154. Find Minimum in Rotated Sorted Array II

class Solution {
    public int findMin(int[] nums) {
      int start = 0;
      int end = nums.length - 1;
      while(start < end){
        int mid = start + (end - start) / 2;
        if(nums[mid] < nums[end]){
          end = mid;
        }else if( nums[mid] > nums[end]){
          // 678901
          start = mid + 1;
        }else{
          end--;
        }
      }
      return nums[start];
        
    }
}

 

和Search in Rotated Sorted Array II这题换汤不换药。同样当A[mid] = A[end]时，无法判断min究竟在左边还是右边。

 

3 1 2 3 3 3 3 
3 3 3 3 1 2 3

 

但可以肯定的是可以排除A[end]：因为即使min = A[end]，由于A[end] = A[mid]，排除A[end]并没有让min丢失。所以增加的条件是：

 

A[mid] = A[end]：搜索A[start : end-1]

 

 

 

Suppose an array sorted in ascending order is rotated at some pivot unknown to you beforehand.
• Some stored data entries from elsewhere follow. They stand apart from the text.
PR #16275, opened 2025-12-16
Arm backend: Add processed module to global scope in aot_arm_compiler

Erik-Lundell:
When processing globals, torch._dynamo.symbolic_trace loads them by calling import_lib.import_module. For this to succeed, the module aot_arm_compiler loads from a source file needs to be added to sys.modules.


Erik-Lundell:
Failures unrelated. Should be a safe merge.

zingo (approved):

(i.e.,  [0,1,2,4,5,6,7] might become  [4,5,6,7,0,1,2]).

Find the minimum element.

The array may contain duplicates.

Example 1:

Input: [1,3,5]
Output: 1

Example 2:

Input: [2,2,2,0,1]
Output: 0

Note:

• This is a follow up problem to Find Minimum in Rotated Sorted Array.
• Would allow duplicates affect the run-time complexity? How and why?